═════ EXERCISE INPUT
Issue #15246, opened 2022-11-03
Large number of error message RPC deadlines after the introduction of rpc_client_timeout


blockmar:
#### Overview of the Issue

Large number of error message regarding RPC deadlines after the introduction of https://github.com/hashicorp/consul/pull/14965

Both from Consul agents and from agents in other languages such as Spring Cloud Consul (Java)

Our configuration remains unchanged since 1.13.2 since this is a patch update.

```
Nov  3 15:48:09 ip-10-X-X-X.ec2.internal consul[2124]: agent.client: RPC failed to server: method=Catalog.ListServices server=10.X.Y.Y:8300 error="rpc error making call: i/o deadline reached"
```

```
com.ecwid.consul.v1.OperationException: OperationException(statusCode=500, statusMessage='Internal Server Error', statusContent='rpc error making call: i/o deadline reached')
```

Our systems still seem to be working as expected but our logs are getting filled with messages like the two examples above. This risks hiding real issues and triggering false alarms and causing alarm fatigue.

#### Reproduction Steps

Upgrade from Consul 1.13.2 to 1.13.3

### Consul info for both Client and Server

_No access to a token allowed to perform `agent:read`_

### Operating system and Environment details

Ubuntu Linux 20.04

### Log Fragments

```
Nov  3 15:48:09 ip-10-X-X-X.ec2.internal consul[2124]: agent.client: RPC failed to server: method=Catalog.ListServices server=10.X.Y.Y:8300 error="rpc error making call: i/o deadline reached"
```

```
com.ecwid.consul.v1.OperationException: OperationException(statusCode=500, statusMessage='Internal Server Error', statusContent='rpc error making call: i/o deadline reached')
```

huikang:
Hi, @blockmar , thanks for reporting the issue.

> Both from Consul agents and from agents in other languages such as Spring Cloud Consul (Java)

Just want to clarify that if all agents are upgraded to 1.13.3? Could you elaborate a bit on "agents in other languages such as Spring Cloud Consul (Java)"?

blockmar:
No problem, all participating Consul instances are running 1.13.3 and where updated at the same time by rotating servers, replacing them one by one. All where previously running 1.13.2.

My reference to agents in other languages was that we use Spring Cloud Consul in our services.
https://github.com/spring-cloud/spring-cloud-consul

They in turn use this API library https://github.com/Ecwid/consul-api

[...]

PR #15541, opened 2022-11-23
Use rpcHoldTimeout to calculate blocking timeout

kisunji:
### Description
Fixes https://github.com/hashicorp/consul/issues/15246

Reverts a bug I introduced while refactoring:
https://github.com/hashicorp/consul/pull/14965/files#diff-8f12aa7f72e8647fddfac936ab541982aae517babd3064a581bbcdcc2595c2dcL347-R360

Note that Timeout included `rpcHoldTimeout` but I extracted it out of `Timeout` into `HasTimedOut`. But we still need to consider it when calculating `BlockingTimeout`.

It's hard to write a test for this due to timeouts being very timing + random jitter dependent. It should not break any existing tests and at most it adds 7s to existing timeouts.

The problem I'm trying to solve is:
```
/v1/catalog/services?wait=2s&index=16165

client uses BlockingTimeout to calculate read timeout
2s + 2s/16 = 2.125s

server adds max possible jitter
2s + 2s/16 = 2.125s
```

if timeouts are nearly identical it is likelier for the client to timeout the connection before the server has had a chance to respond (or time out the blocking query).

With this PR:
```
GET /v1/catalog/services?wait=2s&index=16165

client uses (*QueryOptions).BlockingTimeout to calculate read timeout
2s + 2s/16 + 7s = 9.125s
             ^ RPCHoldTimeout buffer

server adds max possible jitter in (*Server).rpcQueryTimeout
2s + 2s/16 = 2.125s
```

Server will always be the one to apply timeout and return from a blocking query early

### DIFF
--- a/agent/consul/client_test.go
+++ b/agent/consul/client_test.go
══════════
> **DIRECTIONS FOR THIS TASK**:
The answer is each line from the entries above in which the word "uses" occurs.

> **FINISHED EXERCISE**:
client uses BlockingTimeout to calculate read timeout
client uses (*QueryOptions).BlockingTimeout to calculate read timeout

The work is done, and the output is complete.